GITSHELLPAD Backdoor Uses GitHub API for C2
GITSHELLPAD is a lightweight Golang-based backdoor that uses GitHub's REST API for bidirectional command-and-control communication. Upon execution, the backdoor registers victims by creating a new directory in the threat actor's private GitHub repository with the format SYSTEM- followed by the hostname, then adds an info.txt file containing Base64-encoded system information.
The backdoor polls the GitHub repository every 15 seconds for a command.txt file containing Base64-encoded instructions. Supported commands include changing directories, running commands in the background, uploading local files to the GitHub repository, downloading files to specified paths, and executing arbitrary commands via cmd.exe with output capture.

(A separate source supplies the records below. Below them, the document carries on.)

PR #717, opened 2022-11-12
Implement some time stuff

richardboehme:
This implements some random time stuff. 

The `Struct#[]` method is actually needed to implement `Time#new` (the specs depend on the Struct method). However, I could not finish the work on `Time#new`, because there seems to be a bug in how we dispatch the `new`-method if redefined.

The following code should print `String` but with Natalie it prints `MethodHolder`. Maybe somebody has an idea 😅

Command output and status messages are written to a result.txt file and uploaded to the threat actor's GitHub account. The command.txt file is deleted after successful execution to minimize forensic artifacts.
ThreatLabz discovered four threat actor-controlled private GitHub repositories and observed more than 200 post-compromise commands issued during the campaign. Commands included user and system reconnaissance using net user, whoami, and systeminfo, network configuration discovery, connectivity checks to C2 infrastructure, and downloading additional post-compromise tools.
GOSHELL Loader Deploys Cobalt Strike
After establishing access, the threat actors download RAR archives containing post-compromise tools including GOSHELL, a custom Golang-based shellcode loader used to deploy Cobalt Strike beacons.
GOSHELL implements multiple evasion techniques. The binary is artificially inflated to approximately one gigabyte by adding junk bytes to the PE overlay, likely to evade antivirus detection. The loader also implements environmental keying, only executing on specific hostnames by comparing the victim's hostname against a hardcoded list.
If the hostname matches, GOSHELL decodes an embedded second-stage shellcode using hex decoding and XOR operations with key 0xAA, sleeps for a random interval between three and seven seconds, then executes the shellcode using the QueueUserAPC API call.
The second-stage shellcode performs additional decryption using a four-byte XOR key to reveal the final payload, a stageless Cobalt Strike beacon configured to communicate over HTTPS with infrastructure hosted on CloudFront.
Attribution Assessment
While the campaigns share similarities with APT36, a known Pakistan-linked threat group, ThreatLabz assesses with medium confidence that the activity may originate from a new subgroup or another Pakistan-linked group operating in parallel.
The researchers note this analysis covers only the Gopher Strike campaign. A second campaign called Sheet Attack, which leverages Google Sheets, Firebase, and email for C2 communication, will be detailed in a forthcoming report that will also examine the use of generative AI in malware development.
Indicators of Compromise
Network indicators include the C2 domains govt-filesharing[.]site, ingov.myartsonline[.]com, workspace1.myartsonline[.]com, and adobe-acrobat[.]in. Payload hosting domains include adobereader-upgrade[.]in, adobecloud[.]site, and adobereader-update[.]in.
File indicators include multiple GITSHELLPAD samples with the filename edgehost.exe and phishing PDFs referencing Indian government circulars and advisories. The Cobalt Strike beacon communicates with d18c3nlvb0n2a6.cloudfront[.]net over HTTPS port 443.
Organizations in the Indian government sector should monitor for connections to private GitHub repositories from unexpected processes and investigate scheduled tasks with names mimicking Microsoft Edge updates.